Fußball-Weltmeister aus NÖ
Es gibt sogar einen amtierenden Fußball-Weltmeister in Österreich: die Mannschaft der Fachhochschule Wiener Neustadt. Bei den letzten World Interuniversity Club Games in Amsterdam gewann das Team gegen die Moskauer Wirtschaftsuniversität MESI mit 2:1. Sich mit anderen Mannschaften zu messen – egal ob national oder international – gehört für die FH-Sportler dazu: „Wir nehmen an den Beach Champs, also den Beachvolleyball-Meisterschaften aller FH in Österreich, teil, wo wir auch jedes Jahr einige Pokale einsammeln. Die Fußballmeisterschaft der Österreichischen FH gewinnen wir auch so ziemlich immer ganz brav und reisen dann zu den internationalen Uni-Wettkämpfen weiter“, erzählt Sabine Pata, Leiterin Hochschulsport der Fachhochschule Wiener Neustadt. Die FH bietet vom Schwimmtechnik-Training mit professionellen Schwimmtrainern bis zum Skilanglauftechnik-Training, einem Lauftreff oder der Anleitung zum Krafttraining durch speziell ausgebildete Athletiktrainer eine bunte Palette an Sportarten. „Unser Ziel ist es, den Studierenden der FH-Wiener Neustadt Bewegung unter professioneller Anleitung schmackhaft zu machen, sozusagen Initialanreize zu setzen“, sagt Pata.
Sehr wettbewerbsorientiert sind auch die Studierenden des FH-Oberösterreich-Sport-Teams. Der Verein bietet keine Kurse im herkömmlichen Sinne, sondern unterstützt Gruppen, die an bestimmten Sportarten interessiert sind und sie gerne ausüben möchten.

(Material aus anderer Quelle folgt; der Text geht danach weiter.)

PR #86, opened 2023-06-26
Implemented str * int operations

nouritsu:
Feature Addition - 
`str * int` will result in a string that is repeated `int` times
If int is negative or zero, resulting value will be `null`.

### DIFF
--- a/jaq-core/src/val.rs
+++ b/jaq-core/src/val.rs
@@ -589,8 +589,14 @@ impl core::ops::Mul for Val {
             (Int(x), Int(y)) => Ok(Int(x * y)),
             (Float(f), Int(i)) | (Int(i), Float(f)) => Ok(Float(f * i as f64)),
             (Float(x), Float(y)) => Ok(Float(x * y)),
-            (Num(n), r) => Self::from_dec_str(&n) * r,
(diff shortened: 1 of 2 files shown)


nouritsu:
Question: Where do I add tests? I could not find a test for multiplication and division in the jaq-core/tests/ directory.

However, I have tested the implementation on the command line and it works as expected -
```
> jaq -n '5 * \"hello\"' 
"hellohellohellohellohello"
```
```
> jaq -n '\"hello\" * 5' 
"hellohellohellohellohello"
```
```
> jaq -n '\"hello\" * -5'
null
```
```
> jaq -n '\"hello\" * 0'
null
```
This indicates that the commutative property is satisfied and the results obtained are the exact same as on the latest version of jq.
```
> jq -n '5 * \"hello\"' 
"hellohellohellohellohello"
```
```
> jq -n '\"hello\" * 5' 
"hellohellohellohellohello"
```
```
> jq -n '\"hello\" * -5'
null
```
```
> jq -n '\"hello\" * 0'
null
```

nouritsu:
Tests have been added, this is ready to merge.

01mf02:
Thanks a lot!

Obmann ist der Leiter der FH-Rechtsabteilung, Christian Schweighofer. Er beschreibt das System anhand eines Beispiels: „Wenn eine Gruppe von fünf Leuten zu uns kommt und einen Golfkurs machen möchte, helfen wir bei der Organisation eines externen Anbieters, kalkulieren die Kosten und geben einen finanziellen Zuschuss.“ Die Schwerpunkte liegen auf Leichtathletik und Triathlon, im Linzer Olympiazentrum sind Schwimmbahnen für die FH-Sportler reserviert. „Unsere Trainer sind teilweise Staatsmeister, und wir haben viele Ironman-Finisher“, zeigt sich auch Schweighofer stolz auf seine Sportsfreunde. Zusätzlich bietet die Fachhochschule Studierenden und Lehrenden an den vier Fakultäten in Hagenberg, Linz, Wels und Steyr ein vielfältiges Kursprogramm, das pro Semester je nach Interesse variiert. Die israelische Selbstverteidigungstechnik Krav Maga wird ebenso angeboten wie die Tanz-Gymnastik Zumba oder Flag-Football, eine tacklefreie Variante des American Football.
Studieren und probieren
Schwimmen, Krafttraining und Fußball sind die beliebtesten Sportarten an der FH Joanneum Graz. „Der Verein ,FH Sport‘ mit seinen 50 bis 70 Mitgliedern stellt Sportangebote für Studierende und Mitarbeiter zur Verfügung. Er ist ein an die Kapfenberger Sportvereinigung KSV angeschlossener Verein. Dadurch haben wir Zugang zu heimischen Vereinen und Organisationen“, erläutert Sprecherin Kathrin Podbrecnik. Zusätzlich gibt es weitere Sportmöglichkeiten in Bad Gleichenberg. Die dortige Sportgruppe, „SpoGru“ genannt, organisiert zwischen Montag und Donnerstag täglich zwei Angebote, etwa Jiu Jitsu, Laufen oder Pilates. Das nehmen zehn bis 15 Studierende pro Termin wahr. Und wer den Studiengang „Gesundheitsmanagement im Tourismus“ belegt hat, kann im Rahmen der Lehrveranstaltung „Lifestyle-Sportarten“ wie Canyoning, Yoga oder Klettern kennenlernen.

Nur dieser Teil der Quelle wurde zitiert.